◆ Records to use
PR #1750, opened 2021-09-16
Fix wrong reference to AsyncConsumer in Introduction

DanielSwain:
Change AsyncConsumer to AsyncWebsocketConsumer

### DIFF
--- a/docs/introduction.rst
+++ b/docs/introduction.rst
@@ -166,7 +166,7 @@ asynchronous functions, you can write fully asynchronous consumers:
 
 .. code-block:: python
 
-    class PingConsumer(AsyncConsumer):
+    class PingConsumer(AsyncWebsocketConsumer):
         async def websocket_connect(self, message):
             await self.send({
                 "type": "websocket.accept",


carltongibson (commented):
Hi @DanielSwain. 

Is this right? Subclassing `AsyncWebsocketConsumer` you'd implement `receive()` rather than override the `websocket_connect()` and `websocket_receive()` methods, which are implemented for you, and are the benefit of using the generic consumer... 🤔

DanielSwain:
@carltongibson Perhaps.  I only traced the `AsyncConsumer` definition in the code and saw that it didn't have function definitions for either `websocket_connect()` or `websocket_receive()` and so figured that the author of the docs intended `AsyncConsumer` to be `AsyncWebsocketConsumer` since `websocket_connect()` and `websocket_receive()` were specifically overridden in the example provided.  With what you're saying,  however, perhaps that assumption is backwards.  It seems that there is definitely an error in the docs here, so I'll let it to you or the original document writer (if not you) to take it from here.

PR #1774, opened 2021-12-12
Remove the `providing_args` argument from `django.dispatch.Signal` to…

d9pouces:
Remove the `providing_args` argument from `django.dispatch.Signal` to be compatible with Django 4.0.

Quoting the Django doc: _The providing_args argument is deprecated. As it is purely documentational, it has no replacement. If you rely on this argument as documentation, you can move the text to a code comment or docstring._

### DIFF
--- a/channels/signals.py
+++ b/channels/signals.py
@@ -1,7 +1,7 @@
 from django.db import close_old_connections
 from django.dispatch import Signal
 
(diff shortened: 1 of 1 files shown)


carltongibson (approved):
Yep, thanks! 👍

PR #1792, opened 2022-01-22
Reuse invalid_name_error variable

Incred:
Reuse invalid_name_error when raising a TypeError

Fix django#1791


carltongibson (approved):
OK, thanks.

PR #1814, opened 2022-02-23
Doumenttion: Work around testing errors in tutorial

jmacleod:
I am completely new to django and I was following this great channels tutorial. 
https://channels.readthedocs.io/en/stable/tutorial/part_4.html

When I tried to run the test on my mac I kept getting errors.  First they were:
`AttributeError: Can't pickle local object 'convert_exception_to_response.<locals>.inner'`

I believe adding the multiprocessing import and setting it to fork fixed this.  The sites I searched said this was because of how process forking is handled differently on different OSes.  So maybe I should update it to be a comment?

The second error I got was:
`AttributeError: 'WebDriver' object has no attribute 'switch_to_window'`

Maybe the syntax for that call changed since this tutorial was made?

### DIFF
--- a/docs/tutorial/part_4.rst
+++ b/docs/tutorial/part_4.rst
@@ -53,9 +53,11 @@ Put the following code in ``chat/tests.py``:
     from selenium import webdriver
     from selenium.webdriver.common.action_chains import ActionChains
     from selenium.webdriver.support.wait import WebDriverWait
+    import multiprocessing
 
     class ChatTests(ChannelsLiveServerTestCase):
         serve_static = True  # emulate StaticLiveServerTestCase
+        multiprocessing.set_start_method("fork")
 
         @classmethod
         def setUpClass(cls):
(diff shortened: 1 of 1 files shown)


smithdc1:
Thanks for the patch. 

The Python 3.8 docs say.

Changed in version 3.8: On macOS, the spawn start method is now the default. The fork start method should be considered unsafe as it can lead to crashes of the subprocess. See bpo-33725.

https://docs.python.org/3/library/multiprocessing.html#contexts-and-start-methods

I'm therefore not sure we should be advising to over ride the multiprocess start method in this way.

Sorry I don't have a better proposal on what the next steps should be here.

jmacleod:
@smithdc1, thank you for getting back to me.  Maybe there is a better work around and I am just not familiar enough with multiprocessing and channels to know what it is.

Do you have any thoughts about the second part of the PR where  it seems like I needed to switch from:
`self.driver.switch_to_window()`
to 
`self.driver.switch_to.window()`

smithdc1:
I think there was a new marjor version of selenium recently. Maybe that introduced those changes.

It could be with splitting this PR into two changes. Likely the selenium ones will be easier to review and merge them the multiprocess ones.

jmacleod:
Ok, I will close this PR and split them.  Thank you!

PR #1840, opened 2022-04-16
feat(#490): Initial pyproject.toml creation

Atem18:


adamchainz:
We're not going to move the bulid system to flit. Setuptools works fine.

PR #1842, opened 2022-05-04
small fixes in tutorial part_4.rst

Khalmatov:
import By from selenium.webdriver.common.by and use custom method _switch_to_window instead of driver.switch_to.window


carltongibson (approved):
Great. Thanks.

PR #1854, opened 2022-06-03
Add subdomains of localhost to the default DEBUG mode allowed_hosts

ataylor32:
This will bring Channels in line with Django. See https://code.djangoproject.com/ticket/31010


carltongibson (commented):
Needs a test similar to https://github.com/django/django/pull/12132/files#diff-378adecd3fe6f72607f05dfc2a6fd2a259106e8beb502833230b61061a7412d4

Add to https://github.com/django/channels/blob/main/tests/security/test_websocket.py

PR #1862, opened 2022-06-27
tutorial/part_4: Fix old chrome_driver page to new

teacherSsamko:
- current link to chrome_driver will be deprecated soon [check out here](https://sites.google.com/a/chromium.org/chromedriver/downloads)


smithdc1 (approved):
Thanks -- this looks right. 

The deprecation notice on the old site is here https://sites.google.com/a/chromium.org/chromedriver/

PR #1870, opened 2022-07-10
Channels Projects now use Python 3.7+

smithdc1:
A small tweak to the readme. 

It seems to me, looking at the tox config that Channels now only supports Python 3.7+.


carltongibson (approved):
Great. Thanks.

PR #1905, opened 2022-08-19
Default code to 1005

caleb15:
See https://github.com/django/asgiref/issues/340. I'm assuming code is a `int`


carltongibson (commented):
Thanks @caleb15 — Any chance you could add a regression test for this?

PR #1910, opened 2022-08-25
Fix monospace formatting in Installation docs

johnthagen:
Prior to this fix:

Screen Shot 2022-08-25 at 7 57 04 AM


carltongibson (approved):
Oh, yes, good spot. Thanks.

PR #438, opened 2026-06-05
ENH: nested grid preserves zonation

lahus-0:
preserve zonation from input grid when generating a nested hybrid grid

## Checklist

- [X] Tests added (if not, comment why)
- [X] Test coverage equal or up from main (run pytest with `--cov=src/ --cov-report term-missing`)
- [X] If not squash merging, every commit passes tests
- [X] Appropriate [commit prefix](https://upgraded-funicular-eywe4gy.pages.github.io/developing/#commit-prefixes) and precise commit message used
- [X] All debug prints and unnecessary comments removed
- [X] Docstrings are correct and updated
- [X] Documentation is updated, if necessary
- [X] Latest main rebased/merged into branch
- [X] Added comments on this PR where appropriate to help reviewers
- [?] Moved issue status on project board

### DIFF
--- a/src/fmu/tools/nestedhybridgrid/nestedhybrid.py
+++ b/src/fmu/tools/nestedhybridgrid/nestedhybrid.py
@@ -310,6 +310,28 @@ def _generate_layer_mappings(
     return (lmap1, lmap2)
 
 
+def _set_zonation(subgrid: dict, lmap: np.ndarray, nlay: int) -> dict:
+    """Create an updated subgrid dictionary for the merged grid.
+    Args:
+        subgrid: subgrid dictionary from input grid
+        lmap: layer mapping for grid1 - unrefined input grid
+        nlay: total number of layers in merged grid
+    """
+
+    updated_subgrid = {}
+
+    # sorted list of zones to add
+    zl = sorted(subgrid, key=lambda x: subgrid[x][0])
+
+    for zi in range(len(zl)):
+        zn = zl[zi]
+        zmin = lmap[subgrid[zn][0] - 1] + 1
+        zmax = nlay + 1 if zi == len(zl) - 1 else lmap[subgrid[zl[zi + 1]][0] - 1] + 1
+        updated_subgrid[zn] = range(zmin, zmax)
+
+    return updated_subgrid
+
+
 # ---------------------------------------------------------------------------
 # Public API
 # ---------------------------------------------------------------------------
@@ -377,6 +399,9 @@ def create_nested_hybrid_grid(
     grid = grid.copy()
     region = region.copy()
 
+    # Save input zonation
+    subgrid = grid.subgrids
+
     # Attach the region property to the grid.
     grid.append_prop(region)
 
@@ -422,6 +447,8 @@ def create_nested_hybrid_grid(
     # 7. Merge the two grids.
     merged = xtgeo.grid_merge(grid, refined, lmap1, lmap2)
     _logger.info("Merged grid dimensions: %s", merged.dimensions)
+    if subgrid is not None:
+        merged.subgrids = _set_zonation(subgrid=subgrid, lmap=lmap1, nlay=merged.nlay)
 
     return merged, nnc_table
 
--- a/tests/nestedhybridgrid/test_nestedhybrid.py
+++ b/tests/nestedhybridgrid/test_nestedhybrid.py
@@ -198,6 +198,37 @@ class TestCreateNestedHybridGrid:
         assert np.array_equal(lmap1, np.array([0, 1, 11]))
         assert np.array_equal(lmap2, np.arange(20) + 1)
 
+    def test_zonation(self):
+        """Input grid with zonation returns a valid zonation"""
+        grid, region, rid = _make_box_grid_with_region(dimension=(6, 6, 2))
+        grid.subgrids = {"ZONE1": [1], "ZONE2": [2]}
+        merged, nnc_table = create_nested_hybrid_grid(
+            grid, region, rid, refinement=(2, 2, 2)
+        )
+        subgrids_nlay = merged.get_subgrids()
+        assert subgrids_nlay["ZONE1"] == 2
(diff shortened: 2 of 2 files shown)


src/fmu/tools/nestedhybridgrid/nestedhybrid.py
```diff
@@ -309,6 +309,28 @@ def _generate_layer_mappings(
...
+    updated_subgrid = {}
+
+    # sorted list of zones to add
+    zl = sorted(subgrid, key=lambda x: subgrid[x][0])
+
+    for zi in range(len(zl)):
+        zn = zl[zi]
+        zmin = lmap[subgrid[zn][0] - 1] + 1
+        zmax = nlay + 1 if zi == len(zl) - 1 else lmap[subgrid[zl[zi + 1]][0] - 1] + 1
+        updated_subgrid[zn] = range(zmin, zmax)
```
alifbe, line 330:
```suggestion
    for zone_name, zone_range  in subgrid.items():
        zmin = lmap[min(zone_range) - 1] + 1
        zmax = lmap[max(zone_range) - 1] + 1
        updated_subgrid[zone_name] = range(zmin, zmax)
```

alifbe: I think `subgrid` will always be sorted dowward so we don't really need to do sorting in advance.

src/fmu/tools/nestedhybridgrid/nestedhybrid.py
```diff
@@ -309,6 +309,28 @@ def _generate_layer_mappings(
     return (lmap1, lmap2)
 
 
+def _set_zonation(subgrid: dict, lmap: np.ndarray, nlay: int) -> dict:
```
alifbe, line 313: We don't need `nlay` anymore as it can be deduced from `lmap`.

```suggestion
def _set_zonation(subgrid: dict, lmap: np.ndarray) -> dict:
```

alifbe (commented):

◆ Your instructions
Give the lines of the material above again, exactly, from its first line through the line that contains "Yep, thanks! 👍" and no further.

◆ Answer box
PR #1750, opened 2021-09-16
Fix wrong reference to AsyncConsumer in Introduction

DanielSwain:
Change AsyncConsumer to AsyncWebsocketConsumer

### DIFF
--- a/docs/introduction.rst
+++ b/docs/introduction.rst
@@ -166,7 +166,7 @@ asynchronous functions, you can write fully asynchronous consumers:
 
 .. code-block:: python
 
-    class PingConsumer(AsyncConsumer):
+    class PingConsumer(AsyncWebsocketConsumer):
         async def websocket_connect(self, message):
             await self.send({
                 "type": "websocket.accept",


carltongibson (commented):
Hi @DanielSwain. 

Is this right? Subclassing `AsyncWebsocketConsumer` you'd implement `receive()` rather than override the `websocket_connect()` and `websocket_receive()` methods, which are implemented for you, and are the benefit of using the generic consumer... 🤔

DanielSwain:
@carltongibson Perhaps.  I only traced the `AsyncConsumer` definition in the code and saw that it didn't have function definitions for either `websocket_connect()` or `websocket_receive()` and so figured that the author of the docs intended `AsyncConsumer` to be `AsyncWebsocketConsumer` since `websocket_connect()` and `websocket_receive()` were specifically overridden in the example provided.  With what you're saying,  however, perhaps that assumption is backwards.  It seems that there is definitely an error in the docs here, so I'll let it to you or the original document writer (if not you) to take it from here.

PR #1774, opened 2021-12-12
Remove the `providing_args` argument from `django.dispatch.Signal` to…

d9pouces:
Remove the `providing_args` argument from `django.dispatch.Signal` to be compatible with Django 4.0.

Quoting the Django doc: _The providing_args argument is deprecated. As it is purely documentational, it has no replacement. If you rely on this argument as documentation, you can move the text to a code comment or docstring._

### DIFF
--- a/channels/signals.py
+++ b/channels/signals.py
@@ -1,7 +1,7 @@
 from django.db import close_old_connections
 from django.dispatch import Signal
 
(diff shortened: 1 of 1 files shown)


carltongibson (approved):
Yep, thanks! 👍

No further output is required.